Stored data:

PR #12346, opened 2026-07-23
add datracking for aztec

sekuba:
close L2B-14494

### DIFF
--- a/packages/config/src/projects/aztecnetwork/aztecnetwork.ts
+++ b/packages/config/src/projects/aztecnetwork/aztecnetwork.ts
@@ -1,5 +1,6 @@
 import {
   ChainSpecificAddress,
+  EthereumAddress,
   formatLargeNumber,
   formatSeconds,
   ProjectId,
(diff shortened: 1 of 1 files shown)


lucadonnoh:
have you checked for false positives?

sekuba:
> have you checked for false positives?

latest 50k ethereum blocks are clean, but filtering by emitter would be nice ofc

packages/config/src/projects/aztecnetwork/aztecnetwork.ts
```diff
@@ -344,6 +345,17 @@ export const aztecnetwork: ScalingProject = {
         tokens: ['AZTEC'],
       }),
     ],
+    daTracking: [
+      {
+        type: 'ethereum',
+        daLayer: ProjectId('ethereum'),
+        sinceBlock: v5ActivationTimestamp,
```
vilcht: this expects block and not timestamp

packages/config/src/projects/aztecnetwork/aztecnetwork.ts
```diff
@@ -344,6 +345,17 @@ export const aztecnetwork: ScalingProject = {
...
+        inbox: EthereumAddress.ZERO, // Event-only tracking
```
vilcht, line 354: We never zero the address, it's made explicitely for a reason. This would work but I'd make it optional, and if it's not supplied topics would have to be supplied. That way the shape makes sense and doesnt look hacky but it's a nit.

packages/config/src/projects/aztecnetwork/aztecnetwork.ts
sekuba: how should i have ever known that :'''((((
vitaminsun

vilcht (approved):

_Assigned task_: Retype each record. Keep every character as it is.

_Result for this task_:
PR #12346, opened 2026-07-23
add datracking for aztec

sekuba:
close L2B-14494

### DIFF
--- a/packages/config/src/projects/aztecnetwork/aztecnetwork.ts
+++ b/packages/config/src/projects/aztecnetwork/aztecnetwork.ts
@@ -1,5 +1,6 @@
 import {
   ChainSpecificAddress,
+  EthereumAddress,
   formatLargeNumber,
   formatSeconds,
   ProjectId,
(diff shortened: 1 of 1 files shown)


lucadonnoh:
have you checked for false positives?

sekuba:
> have you checked for false positives?

latest 50k ethereum blocks are clean, but filtering by emitter would be nice ofc

packages/config/src/projects/aztecnetwork/aztecnetwork.ts
```diff
@@ -344,6 +345,17 @@ export const aztecnetwork: ScalingProject = {
         tokens: ['AZTEC'],
       }),
     ],
+    daTracking: [
+      {
+        type: 'ethereum',
+        daLayer: ProjectId('ethereum'),
+        sinceBlock: v5ActivationTimestamp,
```
vilcht: this expects block and not timestamp

packages/config/src/projects/aztecnetwork/aztecnetwork.ts
```diff
@@ -344,6 +345,17 @@ export const aztecnetwork: ScalingProject = {
...
+        inbox: EthereumAddress.ZERO, // Event-only tracking
```
vilcht, line 354: We never zero the address, it's made explicitely for a reason. This would work but I'd make it optional, and if it's not supplied topics would have to be supplied. That way the shape makes sense and doesnt look hacky but it's a nit.

packages/config/src/projects/aztecnetwork/aztecnetwork.ts
sekuba: how should i have ever known that :'''((((
vitaminsun

vilcht (approved):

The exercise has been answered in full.